Indeed. I try to look at all sides as well. Sometimes I even watch MSM! 😜
Here’s the problem with trying to hold the same RCT standard for rare diseases. Some of these diseases have fewer than 100 patients annually and demanding large randomized trials is simply not feasible. Demonstrating zero flexibility simply takes investments away and leaves these diseases unaddressed. I don’t have a problem with someone taking a stand on RcT across the board - you set the standard and live with the outcomes - but doing a whole road show about approving on “plausible benefits” and “small steps forward” and then demanding full randomized trials shows lack of basic integrity where actions don’t match words. I would not trust Dr. Prasad to be in any leadership role - let alone leading an agency like CBER. Sorry, I just don’t agree with the author.
An argument could be made that the FDA doesn’t care about these vulnerable patients lives- bc they will die soon anyway (thus give them all the experimental treatments). They need to be protected even more.
It’s a cr*p drug. Go back and make it a better one.
1% improved EF. Functionally irrelevant.
Having read the WSJ for 60 years I find Ms Finley's article like something out of the National Enquirer. I suppose there is an extreme libertarian position that would abolish the FDA and all government regulations but as a libertarian myself I would like to see objective scientific evaluation of treatments and drugs before I consume them. Thank you for taking the time to evaluate this article.
Did you not do the basic research to find out that the BLA was based on the OLE study at 3 years and the cMRIs collected during that time?

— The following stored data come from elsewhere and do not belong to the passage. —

Issue #94, opened 2017-08-09
GLX_MESA_swap_control missing in glx.xml


Dav1dde:
`GLX_EXT_swap_control` and `GLX_SGI_swap_control` are included in the specification, but [`GLX_MESA_swap_control`](https://github.com/mesa3d/mesa/blob/master/docs/specs/MESA_swap_control.spec) seems to be missing.

oddhack:
There is no registered specification for GLX_MESA_swap_control. If the Mesa folks want to provide one we can register it and add to the XML/headers, but without that we're out of luck. There are a number of other extant extensions that have no registered specs as well - I couldn't tell you the exact number because we only find out about them by accident.

I suggest you file this with the Mesa project, and ask them to open a PR here if they want to register it.

It's a reasonable issue but we have no way of resolving it, so I request you close this at least until there's something actionable associated with it.

oddhack:
The spec author pointed me to the master copy in the Mesa tree, so registered & closed now.

Issue #103, opened 2017-09-24
Macro GL_BLEND_COLOR not "required"


ferreiradaselva:
This is related with the issue https://github.com/Dav1dde/glad/issues/115.

I'm using [glad](https://github.com/Dav1dde/glad) loader, with OpenGL core 3.3, and it seems that the loader doesn't define `GL_BLEND_COLOR` because in the `gl.xml`, `GL_BLEND_COLOR` is not `<require>`'d by GL 2.0.

However, the functions `glBlendColor`, `glBlendFunc`, `glBlendEquation` are available for OpenGL 2.0-4.5, and assume that you can use `GL_BLEND_COLOR`.

Am I mistaking something or is it an actual bug?

oddhack:
I think that's a good catch, though I'm not actually going to go all the way back to 15 year old emails to verify what our reasoning was at the time, which I TBH don't remember :-) Added BLEND_EQUATION and BLEND_COLOR to GL 1.4 core feature interfaces in gl.xml, in #104 - let me know if that helps.

oddhack:
Closed by #104.

PR #104, opened 2017-09-24
Proposed fix for #103.

oddhack:
Apparently the state tokens BLEND_COLOR and BLEND_EQUATION weren't
included in the GL 1.4 core interfaces, although the corresponding entry
points were promoted from ARB_imaging to core. Also rearranged the subset of ARB_imaging tokens in both part of the XML to be in the same order, for slight clarity improvement.


oddhack:
Going to go ahead and merge this based on Piers' feedback. Also, I accidentally included a commit that fixes #94, and rather than tediously back that out into a separate PR I'm just going to take that as well.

No PUL data was included in the BLA, and the BLA wasn't based on the primary endpoint of HOPE-2. Research Soslow et al 2023 to learn about the natural history they're comparing against, and why the scientists previously in charge of the FDA thought it compelling enough to submit a BLA based on cardiomyopathy and not skeletal muscle.

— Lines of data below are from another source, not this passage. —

PR #105, opened 2017-09-25
Add a new MESA_tile_raster_order extension.

anholt:
Some wording is new based on review feedback on the Mesa mailing list
-- version 1 had been looked at by Intel and AMD developers, and the
conclusion was that we needed to clarify TextureBarrier()'s role in
the list of exceptions given the new exception.

Implementation status: Kernel side ABI in place for vc4, piglit test
written and submitted, and Mesa implementation submitted.

### DIFF
--- a/api/GL/glext.h
+++ b/api/GL/glext.h
@@ -9219,6 +9219,13 @@ GLAPI void APIENTRY glResizeBuffersMESA (void);
 #define GL_MESA_shader_integer_functions 1
 #endif /* GL_MESA_shader_integer_functions */
 
+#ifndef GL_MESA_tile_raster_order
+#define GL_MESA_tile_raster_order 1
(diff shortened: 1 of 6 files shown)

Sensible Medicine is a media to promote specific doctors/politics or medical practices? I do not know Dr. Prasad and am looking for medicine here—not politics. Thank you TiredMedStudent, for a comment based on medical perspectives and not promoting politics.
Maybe you need a little more context before making a comment. Dr Prasad actually is very thoughtful and nuanced… im a medical provider but by no means an expert in reading studies… I read the WSJ article and I was inclined to side with the WSJ based on the article (even though I like Dr Prasad)… so I’m glad there was a balanced review of the decision that addressed some of the info in the WSJ article. Dr Mandrola is a lot more credible in reviewing this situation than a WSJ reporter. I think the back and forth conversation is super enlightening and I’m continuing to learn. Thanks Dr Mandrola. This isn’t political- it’s the art of debate of ideas.